Comeback kid
Classic story of Depression-era boxer’s return to glory almost over-cooked
As the tale of an underdog unexpectedly rising to a world championship, the story of Depression-era boxer James J. Braddock is more or less irresistible. Cinderella Man, Ron Howard’s heart-tugging movie about Braddock’s heroics, milks that story shamelessly and, but for the rock-solid presence of Russell Crowe in the title role, might have diluted the thing beyond recognition.
Braddock, a longshoreman from New Jersey with a wife and three kids, had some success as a promising light-heavyweight boxer in the late 1920s. By the early 1930s and the Great Depression, his career was fizzling out, and he was hard-pressed to pay the bills in his family’s greatly reduced circumstances. But in the summer of 1934, he got an unexpected chance for a comeback, and in less than a year he battled his way, against the proverbially overwhelming odds, to the heavyweight championship of the world.
As such, the real-life story sounds readymade for a Hollywood movie, but no one has gotten around to it until now, and even then, Howard and company have not been content to simply tell it like it was. The basic details of the Braddock saga remain more or less intact here, but Howard and his screenwriters (Cliff Hollingsworth and Akiva Goldsman) have seen fit to re-cook the story in several flavors of hopped-up melodrama.
The most conspicuous instances reside in the overplaying of the pre-fight anxieties of Braddock’s wife Mae (Renàe Zellweger) and the dredging up of several kinds of false suspense in the course of Braddock’s championship bout with the heavily favored Max Baer (a hammy Craig Bierko).

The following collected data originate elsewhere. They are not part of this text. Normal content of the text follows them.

PR #2003, opened 2025-09-12
feat: add loading state to dropdown components and new SalutationSelect component

### LINKED ISSUE #2002: Layers / Components / SalutationId

mdanilowicz:
### Description

This pull request introduces improved support for loading states in dropdown form components, adds a new `SalutationSelect` component with async data loading and caching, and enhances error message styling for input fields. Additionally, translations for the loading state have been added across multiple languages.

**Form dropdown loading state improvements:**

Braddock himself seems to have been a good-natured, hard-headed stoic with an astonishing capacity for standing up to fearsome punishments, physical and mental, and always finding a way to battle back. Crowe embodies those qualities admirably while steering clear of glamorization and even throwing in a hint or two of nastiness barely held in check by that quiet good-naturedness.
In the process, Crowe’s smoldering cool seems to modulate the wacky enthusiasm in Paul Giamatti’s portrayal of Joe Gould, Braddock’s long-time manager and loyal friend. Crowe and Giamatti both seem well-cast as real-life foils, but Giamatti’s performance remains partly infected by the film’s melodramatic errancies.
At its best, Cinderella Man is a very good boxing flick, bristling with excellent action sequences. It is also a modestly appealing period piece, particularly with respect to the world of big-time boxing in its most storied era. Howard’s expressed interest in the Great Depression, however, yields somewhat lightweight results onscreen, and never more so than when the period is serving as a pointedly grand backdrop for Braddock’s individual hard work and self-sacrifice.
Zellweger is a little less squinty than usual, but her emotional authority as an actress is focused less on Mae Braddock’s partnership in courage than on an adoration of Braddock/ Crowe. And that is just one more thing that makes Cinderella Man a true story that can’t quite bring itself to become a true picture.